Stored data entries:
**********

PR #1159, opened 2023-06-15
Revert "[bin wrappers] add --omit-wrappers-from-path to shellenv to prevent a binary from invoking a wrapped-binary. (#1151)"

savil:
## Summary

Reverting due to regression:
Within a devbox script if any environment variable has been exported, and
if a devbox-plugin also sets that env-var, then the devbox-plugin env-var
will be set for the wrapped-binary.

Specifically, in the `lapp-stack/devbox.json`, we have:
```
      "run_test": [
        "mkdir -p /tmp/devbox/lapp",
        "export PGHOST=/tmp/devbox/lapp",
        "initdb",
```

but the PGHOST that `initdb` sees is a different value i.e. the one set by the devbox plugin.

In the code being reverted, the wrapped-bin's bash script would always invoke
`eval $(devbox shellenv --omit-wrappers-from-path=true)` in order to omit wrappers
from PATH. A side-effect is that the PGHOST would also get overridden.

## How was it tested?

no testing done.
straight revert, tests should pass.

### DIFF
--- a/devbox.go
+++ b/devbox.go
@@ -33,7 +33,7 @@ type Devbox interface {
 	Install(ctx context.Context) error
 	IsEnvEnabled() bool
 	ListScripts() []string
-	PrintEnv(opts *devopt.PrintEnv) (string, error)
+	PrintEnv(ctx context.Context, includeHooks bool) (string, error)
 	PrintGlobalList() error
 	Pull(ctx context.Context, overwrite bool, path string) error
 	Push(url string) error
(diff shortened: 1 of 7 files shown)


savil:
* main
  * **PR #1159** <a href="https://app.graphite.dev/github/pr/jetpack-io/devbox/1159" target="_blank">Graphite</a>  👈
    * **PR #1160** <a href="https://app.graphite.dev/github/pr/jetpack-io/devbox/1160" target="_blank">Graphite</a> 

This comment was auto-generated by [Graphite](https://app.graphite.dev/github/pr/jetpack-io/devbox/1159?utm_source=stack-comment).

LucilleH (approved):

**********

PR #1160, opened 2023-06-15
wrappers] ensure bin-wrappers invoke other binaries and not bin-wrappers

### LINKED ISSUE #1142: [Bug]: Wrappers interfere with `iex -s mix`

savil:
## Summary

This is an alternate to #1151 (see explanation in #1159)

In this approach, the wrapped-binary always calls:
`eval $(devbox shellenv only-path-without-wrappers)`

**********

* [WHAT TO DO] An exact, complete copy of the lines above from the one with "no testing done." through the one with "ListScripts() []string" is the whole answer.

* [RESPONSE BOX]
no testing done.
straight revert, tests should pass.

### DIFF
--- a/devbox.go
+++ b/devbox.go
@@ -33,7 +33,7 @@ type Devbox interface {
 	Install(ctx context.Context) error
 	IsEnvEnabled() bool
 	ListScripts() []string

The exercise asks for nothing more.